Thursday, September 1, 2011

QE-3 would start by Sept 21, 2011----by Shan Saeed

Get ready for QE3 to enter in the global financial market soon.

Minutes from the Federal Reserve Open Market Committee's most recent meeting shows that the monetary authority will likely roll out a third round of quantitative easing by Sept. 21, the day its next meeting concludes. The Fed has already launched two rounds of quantitative easing, known widely as QE1 and QE2. Both QE1/2 were disaster for the economy as they failed to stimulate the economy and bring confidence back in the consumers

QE1 saw the Fed buy $1.7 trillion in assets from banks, mainly mortgage-backed securities, while QE2 saw the central bank snap up $600 billion of Treasury bonds.

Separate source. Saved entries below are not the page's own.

Issue #596, opened 2026-05-25
[Feature]: 建议优化内网部署版本


ccc898:
### Problem or Motivation

在企业内网（未连接互联网）部署后，如果将网页版openmaic生成的课程导入，无法正常显示图片，无法正常使用小程序。内网上直接生成的课程无法通过链接分享给内网上的其他用户，数据只能保存本电脑的浏览器中，或者只能导出后发给其他用户。

### Proposed Solution

建议优化公网网页版生成的课程内容及导出方式，增加导出内网版，即将文件中的公网资源替换为内网中可以使用的资源。建议本地部署版增加服务器保存方式，方便直接分享链接给其他用户使用，也方便内网用户将所有课程汇总到一个企业培训网页。

### Area

Classroom generation

wyuc:
问题都收到了，后续可以通过打包下载在线资源的形式让离线使用体验更好，欢迎持续关注～

wyuc:
Update: the offline-export part of this request is now handled.

#613 (merged) inlines the external assets referenced by interactive scenes — KaTeX, Three.js (incl. `three/addons`), Tailwind CDN, Google Fonts, and images — into the exported HTML as `data:` URIs at export time, routed through the SSRF-guarded media proxy to bypass browser CORS. Exported `.maic.zip` classrooms and Resource Packs now play fully offline after import into an intranet/air-gapped instance, with no public-CDN calls at playback time. Assets that can't be fetched at export (e.g. CORS-locked image hosts) are reported rather than silently dropped. Classrooms exported before this change still reference CDNs and need re-exporting.

The other half of this issue — server-side persistence and shareable links so courses survive a browser change and can be distributed by URL — is a separate track and is not addressed here. That's covered by #582 / #585 / #237 / #225 / #214 / #53. Leaving this issue open for that part.

A follow-up to extend offline coverage to non-bundled ESM / relative module imports (via a Resource Pack file layout) is noted on #613.

ccc898:
是不是还没有发布到网页版中？我刚试了一下，在网页版生成课堂后，再导入到内网上，还是无法正常显示。内网上需要重新部署吗？

liuzhengcai:
部署后，已经创建好的课程，如何能发布给别人学习，我把课程链接发送到另一台机器，打不开

wyuc:
Second update on this issue. The offline-export half was answered earlier (#613). Here is
where the other half — server-side storage and sharing on an intranet — now stands.

[...]

PR #603, opened 2026-05-27
feat: vendor KaTeX + Three.js for intranet-friendly interactive HTML (#596)

wyuc:
## Summary
- Add `three@0.160.0` as a dep (keeping existing `katex@^0.16.33`); postinstall copies them to `public/vendor/{katex,three}/` (gitignored).
- `interactive-post-processor.ts` now injects `/vendor/katex/...` instead of `https://cdn.jsdelivr.net/.../katex/...`.
- `visualization3d-content/system.md` importmap example now points to `/vendor/three/...` instead of `https://unpkg.com/...`.
- `eslint.config.mjs`: add `public/vendor/**` to globalIgnores (third-party assets should not be linted).
- README + README-zh: short note on intranet/airgapped behavior.

## Why
Refs #596. Every interactive scene that contains math (KaTeX injected unconditionally) or a 3D visualization (Three.js via unpkg) currently requires public-internet egress at playback time. Intranet-deployed OpenMAIC instances cannot reach those CDNs, so the scenes render unstyled formulas / broken 3D widgets. After this PR, all such assets are served from the OpenMAIC instance itself at `/vendor/...`, populated automatically during `pnpm install`.

## Scope boundary
This PR only changes the *injection path* for newly generated HTML. It does NOT rewrite paths at Resource Pack export time, nor bundle vendor files into the exported ZIP. That is a planned follow-up (PR-B). Classrooms generated before this PR still reference jsdelivr URLs inside their stored scene `content.html`; they need regeneration to pick up the new paths.

## Test plan
- [x] New unit tests in `tests/generation/interactive-post-processor.test.ts` cover: KaTeX injection target (`/vendor/katex/...`), absence of any `cdn.jsdelivr.net` / `unpkg.com` URLs, no double-injection guard, plus LaTeX delimiter regression
- [x] `pnpm test` full suite — only the 9 pre-existing `tests/server/ssrf-guard.test.ts` DNS-dependent failures remain; no new failures introduced
- [x] `pnpm lint` / `pnpm check` clean
- [ ] Manual: dev server, generate a math-bearing interactive scene, confirm KaTeX loads from `/vendor/katex/` in DevTools Network
- [ ] Manual: generate a 3D visualization scene, confirm Three.js loads from `/vendor/three/`


wyuc:
Updated approach: instead of editing the visualization3d prompt to instruct the LLM to use \`/vendor/three/\` (which depends on LLM adherence), I added a post-processor rewriter that catches LLM-written CDN URLs for vendored libraries and rewrites them to \`/vendor/...\` at generation time.

This covers both directions:
- LLM might keep writing \`unpkg.com/three@.../...\` per its training prior — rewriter normalizes.
- LLM might write \`cdn.jsdelivr.net/.../katex@.../...\` in HTML directly — rewriter normalizes (the old injector's substring guard previously let these through unchanged).

The prompt-template edit is therefore redundant and was reverted to keep the prompt aligned with the actual mechanism and to avoid LLM confusion.

Mechanism stack now:
1. Post-processor rewrites known-CDN URLs for vendored libs (KaTeX, Three.js) → \`/vendor/...\`
2. Post-processor injects KaTeX assets if no \`katex\` substring present (unchanged from current \`main\`-branch behavior, only the injected paths changed)

Tests added in \`tests/generation/interactive-post-processor.test.ts\`: 11 new cases for the rewriter (unpkg + jsdelivr variants, version-agnostic patterns, addons path-suffix preservation, unrelated-URL preservation, non-vendored artifact left alone) plus 2 integration tests for the full \`postProcessInteractiveHtml\` flow.

wyuc:
Superseded by #613 (export-layer asset inlining).

The vendoring approach here was heavier (committed static libs + postinstall + a per-library CDN rewriter) and only covered libraries we pre-vendored — it missed Tailwind CDN, Google Fonts, and remote/OSS images, which are exactly the assets that break offline in practice. #613 instead inlines *any* external asset referenced by interactive-scene HTML into `data:` URIs at export time (routed through the SSRF-guarded `/api/proxy-media` to bypass browser CORS), so the exported `.maic.zip` / Resource Pack is fully self-contained with no committed static-lib footprint. Closing in favor of that.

The aim of such measures is designed to pump banks full of money so they'll investment and fuel more sustained economic growth, although the economy remains stuck in the doldrums. While critics says such policy weakens the dollar and pressures inflation rates upward, some say Fed Chairman Ben Bernanke is ready to roll out some sort of easing in order to avoid recession which is certain now. Read Aug 24, 2011 New York times titled: "US May Back Refinance Plan for Mortgage By Shaila Dewan & Louise Story

Go back a week to an article in the New York Times. The guts of this story is that the Administration is working on a plan to ReFi residential mortgages on a massive scale.

When I first read this, I ignored it. The scope of the proposal was too large. There was also a fatal flaw. The thinking was that the jumbo ReFi would be made available to only those who had a mortgage that ended up with either Fannie or Freddie. I ask the question, "What about those poor odds and sods who have a mortgage with a community bank?" Do they get nothing while those who owe F/F big bucks get a break? Where is the fairness in that result?

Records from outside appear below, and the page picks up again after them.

PR #162, opened 2023-01-20
LCH-6321: Adding scroll endpoint.

narendradesai:


saxumVermes (changes requested):
We'd need a test to cover that one, could you please provide unit tests?

saxumVermes (approved):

But every day since the NYT story, I have heard the rumblings about some deal being done. It has already impacted MBS spreads. It's back in the news today with an article in the Wall Street Journal. I have to believe that where there is smoke, there is probably some fire.

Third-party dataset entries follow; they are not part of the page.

PR #165, opened 2023-02-21
LCH-6356: Adding compatibility with guzzle > 7.5.  (3.x)

narendradesai:

### DIFF
--- a/src/ContentHubClient.php
+++ b/src/ContentHubClient.php
@@ -12,7 +12,6 @@ use GuzzleHttp\Exception\BadResponseException;
 use GuzzleHttp\Exception\ClientException;
 use GuzzleHttp\Exception\InvalidArgumentException;
 use GuzzleHttp\Exception\RequestException;
-use GuzzleHttp\Promise\PromiseInterface;
 use GuzzleHttp\Psr7\Response;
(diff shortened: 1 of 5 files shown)


src/ContentHubClient.php
```diff
@@ -147,8 +151,16 @@ public function __call($method, $args) {
 
       $args = $this->addSearchCriteriaHeader($args);
 
-      return $this->httpClient->__call($method, $args);
+      if (\count($args) < 1) {
```
saxumVermes: Can we just remove __call? I don't think we need it at all. In related methods, such as get, put, patch, post can be passed to the guzzle http.

narendradesai:
PR for CH3.0.x module: https://github.com/acquia/acquia_contenthub/pull/960

narendradesai:
Setting minimum version of guzzle to 6.5
`drupal/core-recommended 9.4.11 requires guzzlehttp/guzzle ~6.5.8`

amangrover90 (commented):
3.x module branch's tests are failing due to method declaration incompatibility. I think the same would happen for 2.x branch.

saxumVermes (approved):
Let's roll it!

Besides buying bonds, Fed easing could call for an extension of maturities of assets on the Fed's balance sheet. I believe the minutes lend themselves to my view that there is a somewhat better-than-even chance the Fed takes action at the next meeting to increase the average maturity of assets on their balance sheet.

Some Fed officials won't rule out further easing. Depending on future economic data QE3 is one choice, but US economy needs to gather information about how the economy will perform in the second half of the year.

Disclaimer: This is just a research piece and not an investment advice. All financial transactions carry a RISK.